PROBLEM STATEMENT: What you return must match every record word for word.

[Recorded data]
* * * * *
PR #257, opened 2018-04-21
Nonlinear shell support

kmokstad:
This adds stuff needed when doing nonlinear Kirchhoff-Love shells.

### DIFF
--- a/src/ASM/ASMs2D.C
+++ b/src/ASM/ASMs2D.C
@@ -1649,6 +1649,15 @@ bool ASMs2D::integrate (Integrand& integrand,
           break;
         }
 
+        if (integrand.getIntegrandType() & Integrand::UPDATED_NODES)
+          if (!time.first || time.it > 0)
+            if (!this->deformedConfig(Xnod,A->vec))
+            {
+              A->destruct();
+              ok = false;
+              break;
+            }
+
         if (xr)
         {
           // --- Selective reduced integration loop ----------------------------
@@ -1883,6 +1892,15 @@ bool ASMs2D::integrate (Integrand& integrand,
           ok = false;
           break;
         }
+
+        if (integrand.getIntegrandType() & Integrand::UPDATED_NODES)
+          if (!time.first || time.it > 0)
+            if (!this->deformedConfig(Xnod,A->vec))
+            {
+              A->destruct();
+              ok = false;
+              break;
+            }
 
 
         // --- Integration loop over all quadrature points in this element -----
@@ -2630,6 +2648,12 @@ bool ASMs2D::evalSolution (Matrix& sField, const IntegrandBase& integrand,
   // Fetch nodal (control point) coordinates
   Matrix Xnod, Xtmp;
   this->getNodalCoordinates(Xnod);
+  if (integrand.getIntegrandType() & Integrand::UPDATED_NODES)
+  {
+    Vectors& eV = const_cast<IntegrandBase&>(integrand).getSolutions();
+    if (!this->deformedConfig(Xnod,eV,true))
+      return false;
+  }
 
   FiniteElement fe(p1*p2,firstIp);
   fe.p = p1 - 1;
--- a/src/ASM/Integrand.h
+++ b/src/ASM/Integrand.h
@@ -146,14 +146,15 @@ public:
     STANDARD           = 0, //!< Default integrand type (first derivatives only)
     NO_DERIVATIVES     = 1, //!< Integrand don't want any derivatives
     SECOND_DERIVATIVES = 2, //!< Integrand wants second derivatives
-    AVERAGE            = 4, //!< Integrand wants basis function averages
-    ELEMENT_CORNERS    = 8, //!< Integrand wants element corner coordinates
-    ELEMENT_CENTER    = 16, //!< Integrand wants element center coordinates
-    G_MATRIX          = 32, //!< Integrand wants the G matrix
-    NODAL_ROTATIONS   = 64, //!< Integrand wants nodal rotation tensors
-    XO_ELEMENTS      = 128, //!< Integrand is defined on extraordinary elements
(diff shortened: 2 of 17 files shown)


kmokstad:
The conflict in the CMakeLists.txt file is not resolved, since the new version does not work with my setup.
It is very unfortunate to remove the support for the old file structure (without the IFEM-prefices). What is the rationale behind this change? I thought it worked before also with either structure.
And, the spacing in the new file is totally off (yes, there should have been a PR before it was pushed).

akva2:
Wooops. No rationale, it was not intended to be pushed as is. I was stressing with poster and stuff and didnt pay attention to what sat in my master branch it seems.

kmokstad:
jenkins build this with downstreams ifem-elasticity=45 please

kmokstad:
jenkins build this with downstreams ifem-elasticity=45 please

src/LinAlg/Test/TestMatrix.C
```diff
@@ -122,3 +122,22 @@ TEST(TestMatrix3D, DumpRead)
...
+  utl::matrix3d<double> B(5,4,3), C, D;
+
+  std::iota(a.begin(),a.end(),1.0);
+  std::iota(A.begin(),A.end(),1.0);
+  std::iota(B.begin(),B.end(),1.0);
+
+  C.multiply(A,B);
+  ASSERT_TRUE(D.multiplyMat(a,B));
+
+  std::vector<double>::iterator c = C.begin();
```
akva2: const_iterator

src/LinAlg/matrix.h
```diff
@@ -971,6 +995,23 @@ namespace utl //! General utility classes and functions.
...
 
+    //! \brief Check dimension compatibility for matrix-matrix multiplication,
+    //! when the matrix A is represented by a one-dimensional vector.
+    bool compatible(const std::vector<T>& A, const matrix3d<T>& B,
+                    size_t& M, size_t& N, size_t& K)
+    {
+      N = B.n[1]*B.n[2];
+      K = B.n[0];
+      M = K > 0 ? A.size() / K : 0;
+      if (M*K == A.size() && !A.empty()) return true;
```
akva2: reverse if

src/ASM/ASMs2D.C
```diff
@@ -2630,6 +2648,12 @@ bool ASMs2D::evalSolution (Matrix& sField, const IntegrandBase& integrand,
   // Fetch nodal (control point) coordinates
   Matrix Xnod, Xtmp;
   this->getNodalCoordinates(Xnod);
+  if (integrand.getIntegrandType() & Integrand::UPDATED_NODES)
+  {
+    Vectors& eV = const_cast<IntegrandBase&>(integrand).getSolutions();
```
akva2: isn't the const_cast a bit .. icky ?

src/ASM/Integrand.h
```diff
@@ -153,7 +153,8 @@ class Integrand
     NODAL_ROTATIONS   = 64, //!< Integrand wants nodal rotation tensors
     XO_ELEMENTS      = 128, //!< Integrand is defined on extraordinary elements
     INTERFACE_TERMS  = 256, //!< Integrand has element interface terms
-    NORMAL_DERIVS    = 512  //!< Integrand p'th order normal derivatives
+    NORMAL_DERIVS    = 512, //!< Integrand p'th order normal derivatives
+    UPDATED_NODES    = 1024 //!< Integrand wants updated nodal coordinates
```
akva2: for later, but we should change this to '1 << n' at some point imo.

src/SIM/SIMoutput.C
```diff
@@ -517,45 +517,42 @@ int SIMoutput::writeGlvS1 (const Vector& psol, int iStep, int& nBlock,
...
+  std::vector<IntVec> sID;
+  sID.reserve(haveXsol ? nf+nf : nf);
+
   Matrix field;
   Vector lovec;
 
-  size_t i, j, k;
   int geomID = myGeomID;
-  for (i = 0; i < myModel.size(); i++)
+  for (ASMbase* pch : myModel)
```
akva2: can this be const ?

src/LinAlg/Test/TestMatrix.C
kmokstad: fixed

src/LinAlg/matrix.h
kmokstad: not 100% sure, but I assume you here mean I shall check A.empty() first? Can change it.
Don't think it matters though, except avoiding one multiplication in the case A _is_ empty.
And btw, all the other compatible methods evaluates the if statement in this order, then they should be changed also, for consistency.

src/ASM/Integrand.h
kmokstad: Instead of the enums? Not sure if I got it, but I kind of like the readability of the enum names instead of a 'cryptical' integer value, or is it possible to use << expressions in the enum-declaration above?

src/SIM/SIMoutput.C
kmokstad: I guess it can, since only const member functions are invoked for the pointed-to object.
Changed.

src/ASM/ASMs2D.C
kmokstad: it is indeed, but I did not see any better solution, since the integrand argument is const

kmokstad: The eV array is updated by the ASMbase::deformedConfig method, so a const overload of getSolutions will not work. Think therefore we leave it like it is, at least for now

src/ASM/Integrand.h
kmokstad: Changed to 1<<n, for n=2,3,4,... seems to work fine

kmokstad:
jenkins build this with downstreams ifem-elasticity=45 please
* * * * *
TASK OUTPUT:
PR #257, opened 2018-04-21
Nonlinear shell support

kmokstad:
This adds stuff needed when doing nonlinear Kirchhoff-Love shells.

### DIFF
--- a/src/ASM/ASMs2D.C
+++ b/src/ASM/ASMs2D.C
@@ -1649,6 +1649,15 @@ bool ASMs2D::integrate (Integrand& integrand,
           break;
         }
 
+        if (integrand.getIntegrandType() & Integrand::UPDATED_NODES)
+          if (!time.first || time.it > 0)
+            if (!this->deformedConfig(Xnod,A->vec))
+            {
+              A->destruct();
+              ok = false;
+              break;
+            }
+
         if (xr)
         {
           // --- Selective reduced integration loop ----------------------------
@@ -1883,6 +1892,15 @@ bool ASMs2D::integrate (Integrand& integrand,
           ok = false;
           break;
         }
+
+        if (integrand.getIntegrandType() & Integrand::UPDATED_NODES)
+          if (!time.first || time.it > 0)
+            if (!this->deformedConfig(Xnod,A->vec))
+            {
+              A->destruct();
+              ok = false;
+              break;
+            }
 
 
         // --- Integration loop over all quadrature points in this element -----
@@ -2630,6 +2648,12 @@ bool ASMs2D::evalSolution (Matrix& sField, const IntegrandBase& integrand,
   // Fetch nodal (control point) coordinates
   Matrix Xnod, Xtmp;
   this->getNodalCoordinates(Xnod);
+  if (integrand.getIntegrandType() & Integrand::UPDATED_NODES)
+  {
+    Vectors& eV = const_cast<IntegrandBase&>(integrand).getSolutions();
+    if (!this->deformedConfig(Xnod,eV,true))
+      return false;
+  }
 
   FiniteElement fe(p1*p2,firstIp);
   fe.p = p1 - 1;
--- a/src/ASM/Integrand.h
+++ b/src/ASM/Integrand.h
@@ -146,14 +146,15 @@ public:
     STANDARD           = 0, //!< Default integrand type (first derivatives only)
     NO_DERIVATIVES     = 1, //!< Integrand don't want any derivatives
     SECOND_DERIVATIVES = 2, //!< Integrand wants second derivatives
-    AVERAGE            = 4, //!< Integrand wants basis function averages
-    ELEMENT_CORNERS    = 8, //!< Integrand wants element corner coordinates
-    ELEMENT_CENTER    = 16, //!< Integrand wants element center coordinates
-    G_MATRIX          = 32, //!< Integrand wants the G matrix
-    NODAL_ROTATIONS   = 64, //!< Integrand wants nodal rotation tensors
-    XO_ELEMENTS      = 128, //!< Integrand is defined on extraordinary elements
(diff shortened: 2 of 17 files shown)


kmokstad:
The conflict in the CMakeLists.txt file is not resolved, since the new version does not work with my setup.
It is very unfortunate to remove the support for the old file structure (without the IFEM-prefices). What is the rationale behind this change? I thought it worked before also with either structure.
And, the spacing in the new file is totally off (yes, there should have been a PR before it was pushed).

akva2:
Wooops. No rationale, it was not intended to be pushed as is. I was stressing with poster and stuff and didnt pay attention to what sat in my master branch it seems.

kmokstad:
jenkins build this with downstreams ifem-elasticity=45 please

kmokstad:
jenkins build this with downstreams ifem-elasticity=45 please

src/LinAlg/Test/TestMatrix.C
```diff
@@ -122,3 +122,22 @@ TEST(TestMatrix3D, DumpRead)
...
+  utl::matrix3d<double> B(5,4,3), C, D;
+
+  std::iota(a.begin(),a.end(),1.0);
+  std::iota(A.begin(),A.end(),1.0);
+  std::iota(B.begin(),B.end(),1.0);
+
+  C.multiply(A,B);
+  ASSERT_TRUE(D.multiplyMat(a,B));
+
+  std::vector<double>::iterator c = C.begin();
```
akva2: const_iterator

src/LinAlg/matrix.h
```diff
@@ -971,6 +995,23 @@ namespace utl //! General utility classes and functions.
...
 
+    //! \brief Check dimension compatibility for matrix-matrix multiplication,
+    //! when the matrix A is represented by a one-dimensional vector.
+    bool compatible(const std::vector<T>& A, const matrix3d<T>& B,
+                    size_t& M, size_t& N, size_t& K)
+    {
+      N = B.n[1]*B.n[2];
+      K = B.n[0];
+      M = K > 0 ? A.size() / K : 0;
+      if (M*K == A.size() && !A.empty()) return true;
```
akva2: reverse if

src/ASM/ASMs2D.C
```diff
@@ -2630,6 +2648,12 @@ bool ASMs2D::evalSolution (Matrix& sField, const IntegrandBase& integrand,
   // Fetch nodal (control point) coordinates
   Matrix Xnod, Xtmp;
   this->getNodalCoordinates(Xnod);
+  if (integrand.getIntegrandType() & Integrand::UPDATED_NODES)
+  {
+    Vectors& eV = const_cast<IntegrandBase&>(integrand).getSolutions();
```
akva2: isn't the const_cast a bit .. icky ?

src/ASM/Integrand.h
```diff
@@ -153,7 +153,8 @@ class Integrand
     NODAL_ROTATIONS   = 64, //!< Integrand wants nodal rotation tensors
     XO_ELEMENTS      = 128, //!< Integrand is defined on extraordinary elements
     INTERFACE_TERMS  = 256, //!< Integrand has element interface terms
-    NORMAL_DERIVS    = 512  //!< Integrand p'th order normal derivatives
+    NORMAL_DERIVS    = 512, //!< Integrand p'th order normal derivatives
+    UPDATED_NODES    = 1024 //!< Integrand wants updated nodal coordinates
```
akva2: for later, but we should change this to '1 << n' at some point imo.

src/SIM/SIMoutput.C
```diff
@@ -517,45 +517,42 @@ int SIMoutput::writeGlvS1 (const Vector& psol, int iStep, int& nBlock,
...
+  std::vector<IntVec> sID;
+  sID.reserve(haveXsol ? nf+nf : nf);
+
   Matrix field;
   Vector lovec;
 
-  size_t i, j, k;
   int geomID = myGeomID;
-  for (i = 0; i < myModel.size(); i++)
+  for (ASMbase* pch : myModel)
```
akva2: can this be const ?

src/LinAlg/Test/TestMatrix.C
kmokstad: fixed

src/LinAlg/matrix.h
kmokstad: not 100% sure, but I assume you here mean I shall check A.empty() first? Can change it.
Don't think it matters though, except avoiding one multiplication in the case A _is_ empty.
And btw, all the other compatible methods evaluates the if statement in this order, then they should be changed also, for consistency.

src/ASM/Integrand.h
kmokstad: Instead of the enums? Not sure if I got it, but I kind of like the readability of the enum names instead of a 'cryptical' integer value, or is it possible to use << expressions in the enum-declaration above?

src/SIM/SIMoutput.C
kmokstad: I guess it can, since only const member functions are invoked for the pointed-to object.
Changed.

src/ASM/ASMs2D.C
kmokstad: it is indeed, but I did not see any better solution, since the integrand argument is const

kmokstad: The eV array is updated by the ASMbase::deformedConfig method, so a const overload of getSolutions will not work. Think therefore we leave it like it is, at least for now

src/ASM/Integrand.h
kmokstad: Changed to 1<<n, for n=2,3,4,... seems to work fine

kmokstad:
jenkins build this with downstreams ifem-elasticity=45 please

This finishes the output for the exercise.